🤖 24 AI
🟡 📦 Open Source Tuesday, April 21, 2026 · 3 min read

AMD FLy: Training-Free Speculative Decoding Delivers 5.21× Speedup on Llama-3.3-405B with Over 99% Accuracy

Editorial illustration of speculative decoding — draft model proposes tokens, target model verifies them in parallel

Why it matters

AMD FLy is a new training-free speculative decoding method that achieves 4.80× to 5.21× speedup on Llama-3.3-405B and 2.74× on Llama-3.1-70B through semantic acceptance of draft tokens, with accuracy above 99%, requiring no additional model training.

What is AMD FLy?

AMD researchers presented FLy on April 20, 2026 — a new speculative decoding method that works without additional model training. Speculative decoding is a technique where a smaller, faster “draft” model predicts the next several tokens in advance, while a larger “target” model verifies them in parallel — if correct, generation proceeds faster.

Until now, the best methods like EAGLE-3 required a dedicated training phase for the draft model, which is expensive and complex. FLy breaks that barrier: it achieves training-free results that surpass training-based approaches.

How does FLy accept “incorrect” tokens?

The key innovation is that FLy accepts draft tokens that are semantically correct, even when they differ from the target model’s predictions. Classic speculative decoding requires exact match — a token must be identical to what the target model would generate on its own. FLy relaxes that rule using a two-stage verification:

  • Entropy gate — detects ambiguity levels per token and decides when disagreement can be accepted without compromising output quality
  • Deferred window mechanism — temporarily accepts disagreement, then monitors the next 6 tokens for retroactive verification; if context develops correctly, the token stays, otherwise it is rolled back

This logic allows more draft predictions to pass verification, directly translating to greater speedup.

What are the actual results on Llama models?

The benchmarks AMD presents are significant:

  • Llama-3.3-405B — speedup of 4.80× to 5.21×
  • Llama-3.1-70B — speedup of 2.74×
  • Accuracy above 99% relative to output without speculative decoding

On the Llama-3.3 Instruct benchmark, FLy outperforms EAGLE-3, currently the leading training-based method. This is especially significant because it means a smaller team without resources to train a draft model can achieve better results than those who have that infrastructure.

Why does this matter for the AMD ecosystem?

AMD has lagged behind NVIDIA in the AI software stack for years, and ROCm optimizations are critical for competitiveness.

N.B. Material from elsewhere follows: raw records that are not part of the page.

PR #196, opened 2019-06-05
Export/import spectest fixes

awortman-fastly:
This actually includes changes for lucetc tests as well, which it turned out to be testing that a bug continued being a bug

Broadly this improves support for exported values - globals and functions (haven't gotten to tables/memory yet)

Draft PR because it's not complete (latest commit fails due to not handling exported imports properly with Faerie), but there's enough here I'd like to get eyes

### DIFF
--- a/lucet-runtime/lucet-runtime-internals/src/module/dl.rs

FLy demonstrates that AMD’s research team is working on techniques specific to their hardware — not just porting NVIDIA ideas.

In practice, anyone already serving Llama models on AMD MI300X or similar GPUs can get a 3–5× speedup without retraining, without changing the model, without compromising output quality. For production systems this is a direct cost saving.

Implications for open-source inference

FLy is significant because it lowers the barrier to high-performance inference — you no longer need a specially trained draft model to achieve state-of-the-art speed. For the open-source community hosting models like Llama in their own infrastructure, this means:

  • Easier experimentation with large models (405B becomes accessible)
  • Lower cost per query in self-hosted deployments
  • An alternative for teams without resources for EAGLE-style training

If the method is released as an open-source implementation within the ROCm stack, it could become the standard for AMD inference deployment during 2026.

🤖

This article was generated using artificial intelligence from primary sources.